(RECORDS SUPPLIED Opens)
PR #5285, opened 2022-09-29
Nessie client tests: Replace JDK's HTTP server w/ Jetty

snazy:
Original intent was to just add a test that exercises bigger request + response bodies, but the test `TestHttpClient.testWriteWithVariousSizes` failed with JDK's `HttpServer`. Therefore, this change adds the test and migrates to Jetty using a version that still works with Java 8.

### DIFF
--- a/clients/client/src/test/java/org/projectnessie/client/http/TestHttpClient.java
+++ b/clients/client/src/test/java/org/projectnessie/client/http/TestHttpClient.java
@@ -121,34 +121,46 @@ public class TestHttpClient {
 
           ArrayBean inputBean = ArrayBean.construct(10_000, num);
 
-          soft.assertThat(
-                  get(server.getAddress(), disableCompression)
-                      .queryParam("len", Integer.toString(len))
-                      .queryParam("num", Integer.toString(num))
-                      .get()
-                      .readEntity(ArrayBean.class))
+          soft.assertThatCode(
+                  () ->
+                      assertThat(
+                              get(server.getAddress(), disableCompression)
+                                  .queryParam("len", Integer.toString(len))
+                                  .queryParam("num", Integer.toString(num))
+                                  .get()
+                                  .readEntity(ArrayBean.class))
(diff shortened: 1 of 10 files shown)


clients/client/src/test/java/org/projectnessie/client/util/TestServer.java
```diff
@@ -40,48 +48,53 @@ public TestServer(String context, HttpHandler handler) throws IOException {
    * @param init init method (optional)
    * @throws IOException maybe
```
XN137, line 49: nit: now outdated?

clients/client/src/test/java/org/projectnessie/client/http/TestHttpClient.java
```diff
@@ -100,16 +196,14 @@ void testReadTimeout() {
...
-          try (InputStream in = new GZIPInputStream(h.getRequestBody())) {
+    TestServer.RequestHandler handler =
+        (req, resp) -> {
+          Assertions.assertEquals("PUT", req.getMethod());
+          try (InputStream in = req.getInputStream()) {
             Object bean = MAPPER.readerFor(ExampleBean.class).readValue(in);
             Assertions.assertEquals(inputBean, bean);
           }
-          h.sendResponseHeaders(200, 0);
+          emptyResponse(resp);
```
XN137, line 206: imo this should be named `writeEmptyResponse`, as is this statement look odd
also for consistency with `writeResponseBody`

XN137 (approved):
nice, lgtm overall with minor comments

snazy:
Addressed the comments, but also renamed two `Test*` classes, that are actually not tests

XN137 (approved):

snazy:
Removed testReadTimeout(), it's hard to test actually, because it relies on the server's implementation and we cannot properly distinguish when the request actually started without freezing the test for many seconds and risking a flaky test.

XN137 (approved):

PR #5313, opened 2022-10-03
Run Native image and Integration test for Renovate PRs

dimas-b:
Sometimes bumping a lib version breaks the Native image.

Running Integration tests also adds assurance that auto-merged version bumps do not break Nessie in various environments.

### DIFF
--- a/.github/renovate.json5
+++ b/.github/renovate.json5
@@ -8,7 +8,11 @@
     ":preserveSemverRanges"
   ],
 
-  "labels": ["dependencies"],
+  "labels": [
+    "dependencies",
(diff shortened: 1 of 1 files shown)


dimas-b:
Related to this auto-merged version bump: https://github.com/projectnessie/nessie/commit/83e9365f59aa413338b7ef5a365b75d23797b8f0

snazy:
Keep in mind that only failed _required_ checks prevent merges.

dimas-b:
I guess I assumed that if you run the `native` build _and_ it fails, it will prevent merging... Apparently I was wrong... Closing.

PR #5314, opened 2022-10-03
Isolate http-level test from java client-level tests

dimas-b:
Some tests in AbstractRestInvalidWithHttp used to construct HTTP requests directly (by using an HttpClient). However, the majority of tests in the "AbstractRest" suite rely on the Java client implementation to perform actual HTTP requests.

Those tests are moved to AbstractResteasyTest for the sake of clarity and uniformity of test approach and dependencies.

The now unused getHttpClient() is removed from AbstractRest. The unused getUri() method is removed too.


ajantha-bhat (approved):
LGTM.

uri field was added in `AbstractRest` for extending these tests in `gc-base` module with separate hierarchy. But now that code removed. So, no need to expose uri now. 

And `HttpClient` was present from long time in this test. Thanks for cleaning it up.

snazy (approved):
(RECORDS SUPPLIED Closes)
(RECORDS SUPPLIED Opens)
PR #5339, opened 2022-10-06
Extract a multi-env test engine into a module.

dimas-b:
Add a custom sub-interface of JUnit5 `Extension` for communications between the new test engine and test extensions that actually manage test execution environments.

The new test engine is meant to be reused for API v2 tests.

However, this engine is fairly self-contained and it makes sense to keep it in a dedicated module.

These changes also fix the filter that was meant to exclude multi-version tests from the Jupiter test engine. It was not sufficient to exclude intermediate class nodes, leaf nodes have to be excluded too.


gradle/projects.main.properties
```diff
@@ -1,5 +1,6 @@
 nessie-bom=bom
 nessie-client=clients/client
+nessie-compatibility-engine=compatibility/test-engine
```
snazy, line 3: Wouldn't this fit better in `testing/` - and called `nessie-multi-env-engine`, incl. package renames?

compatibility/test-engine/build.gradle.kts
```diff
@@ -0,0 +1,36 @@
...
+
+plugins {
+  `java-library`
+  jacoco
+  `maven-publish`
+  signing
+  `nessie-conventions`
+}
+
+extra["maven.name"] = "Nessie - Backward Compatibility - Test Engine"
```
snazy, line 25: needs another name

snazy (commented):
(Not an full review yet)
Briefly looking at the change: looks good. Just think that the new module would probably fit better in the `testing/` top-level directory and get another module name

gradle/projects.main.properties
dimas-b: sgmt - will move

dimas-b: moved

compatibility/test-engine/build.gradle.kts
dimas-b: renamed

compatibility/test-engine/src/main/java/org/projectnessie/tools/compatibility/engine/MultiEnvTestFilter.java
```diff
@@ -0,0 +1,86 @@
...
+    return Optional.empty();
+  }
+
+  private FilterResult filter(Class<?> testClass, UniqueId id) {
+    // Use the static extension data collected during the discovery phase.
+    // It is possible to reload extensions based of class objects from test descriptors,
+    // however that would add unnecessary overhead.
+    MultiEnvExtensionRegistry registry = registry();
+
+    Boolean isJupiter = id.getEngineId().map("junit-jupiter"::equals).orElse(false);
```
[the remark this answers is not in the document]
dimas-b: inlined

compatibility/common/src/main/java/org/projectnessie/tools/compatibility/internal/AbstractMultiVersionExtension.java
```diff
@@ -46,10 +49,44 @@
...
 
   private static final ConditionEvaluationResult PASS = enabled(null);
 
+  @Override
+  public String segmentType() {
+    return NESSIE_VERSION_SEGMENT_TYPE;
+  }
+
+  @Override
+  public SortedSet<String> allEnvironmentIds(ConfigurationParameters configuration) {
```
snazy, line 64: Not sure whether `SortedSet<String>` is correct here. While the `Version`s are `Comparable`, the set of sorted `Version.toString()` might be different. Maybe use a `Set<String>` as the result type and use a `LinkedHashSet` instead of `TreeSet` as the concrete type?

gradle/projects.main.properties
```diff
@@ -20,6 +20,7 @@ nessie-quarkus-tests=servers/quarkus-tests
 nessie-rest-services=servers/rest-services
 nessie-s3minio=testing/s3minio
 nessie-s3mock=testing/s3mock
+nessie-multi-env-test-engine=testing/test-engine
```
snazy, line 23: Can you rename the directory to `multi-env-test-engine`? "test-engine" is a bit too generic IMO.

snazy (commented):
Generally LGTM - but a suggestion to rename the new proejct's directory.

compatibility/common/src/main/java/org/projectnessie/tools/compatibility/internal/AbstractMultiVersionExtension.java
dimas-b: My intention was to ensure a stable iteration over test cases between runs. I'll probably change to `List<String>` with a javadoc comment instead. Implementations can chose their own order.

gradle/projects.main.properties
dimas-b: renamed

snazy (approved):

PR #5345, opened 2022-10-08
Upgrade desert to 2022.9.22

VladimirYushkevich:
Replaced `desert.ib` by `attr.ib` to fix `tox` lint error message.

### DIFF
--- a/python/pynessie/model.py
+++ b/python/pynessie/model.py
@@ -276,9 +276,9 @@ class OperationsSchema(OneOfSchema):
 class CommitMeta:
(RECORDS SUPPLIED Closes)
(RECORDS SUPPLIED Opens)
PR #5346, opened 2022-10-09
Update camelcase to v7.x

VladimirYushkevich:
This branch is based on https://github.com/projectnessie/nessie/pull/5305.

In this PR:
(RECORDS SUPPLIED Closes)
**EXERCISE:**
The required output is each line of the entries that contains the word "construct".

**EXPECTED ANSWER:**
           ArrayBean inputBean = ArrayBean.construct(10_000, num);
Some tests in AbstractRestInvalidWithHttp used to construct HTTP requests directly (by using an HttpClient). However, the majority of tests in the "AbstractRest" suite rely on the Java client implementation to perform actual HTTP requests.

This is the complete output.